(Collected data entries)
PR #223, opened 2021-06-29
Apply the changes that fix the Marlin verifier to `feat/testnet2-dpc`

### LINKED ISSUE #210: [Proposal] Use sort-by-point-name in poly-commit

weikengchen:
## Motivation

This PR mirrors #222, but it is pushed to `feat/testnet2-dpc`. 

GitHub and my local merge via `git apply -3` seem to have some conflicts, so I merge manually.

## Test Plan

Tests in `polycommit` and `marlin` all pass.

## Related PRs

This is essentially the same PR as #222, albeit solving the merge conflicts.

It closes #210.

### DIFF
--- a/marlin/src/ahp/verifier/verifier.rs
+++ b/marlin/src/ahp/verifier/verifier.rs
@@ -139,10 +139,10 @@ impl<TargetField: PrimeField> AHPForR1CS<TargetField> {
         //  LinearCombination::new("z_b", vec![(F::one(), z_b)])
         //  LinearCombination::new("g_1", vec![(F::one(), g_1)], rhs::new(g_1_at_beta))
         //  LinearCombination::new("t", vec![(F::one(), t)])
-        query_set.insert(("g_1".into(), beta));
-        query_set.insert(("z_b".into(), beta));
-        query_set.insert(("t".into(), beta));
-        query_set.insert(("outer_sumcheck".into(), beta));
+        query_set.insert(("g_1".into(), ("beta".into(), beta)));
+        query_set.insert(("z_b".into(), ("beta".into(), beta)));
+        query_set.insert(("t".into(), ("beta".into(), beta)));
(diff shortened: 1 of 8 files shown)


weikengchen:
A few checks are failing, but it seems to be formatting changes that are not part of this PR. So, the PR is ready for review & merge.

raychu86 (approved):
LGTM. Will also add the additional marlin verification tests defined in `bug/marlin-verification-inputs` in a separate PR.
...
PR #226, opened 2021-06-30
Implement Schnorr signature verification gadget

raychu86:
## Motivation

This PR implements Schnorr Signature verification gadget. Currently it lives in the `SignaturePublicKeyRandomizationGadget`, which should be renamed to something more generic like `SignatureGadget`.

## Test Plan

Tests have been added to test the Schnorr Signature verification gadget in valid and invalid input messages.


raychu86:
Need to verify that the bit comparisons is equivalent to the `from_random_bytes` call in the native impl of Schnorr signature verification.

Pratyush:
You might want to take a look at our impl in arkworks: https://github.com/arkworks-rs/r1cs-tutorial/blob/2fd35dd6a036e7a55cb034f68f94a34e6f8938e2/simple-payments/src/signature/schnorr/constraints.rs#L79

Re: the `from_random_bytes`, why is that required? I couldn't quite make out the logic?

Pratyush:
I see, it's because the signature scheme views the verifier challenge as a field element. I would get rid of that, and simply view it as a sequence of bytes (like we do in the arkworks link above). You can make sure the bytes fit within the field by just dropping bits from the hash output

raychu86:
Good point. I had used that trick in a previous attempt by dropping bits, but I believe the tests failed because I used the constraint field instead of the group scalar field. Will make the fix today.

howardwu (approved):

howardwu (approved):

## WHAT TO DO
Filter the entries above and keep only the lines with the word "have".

## SOLUTION
GitHub and my local merge via `git apply -3` seem to have some conflicts, so I merge manually.
Tests have been added to test the Schnorr Signature verification gadget in valid and invalid input messages.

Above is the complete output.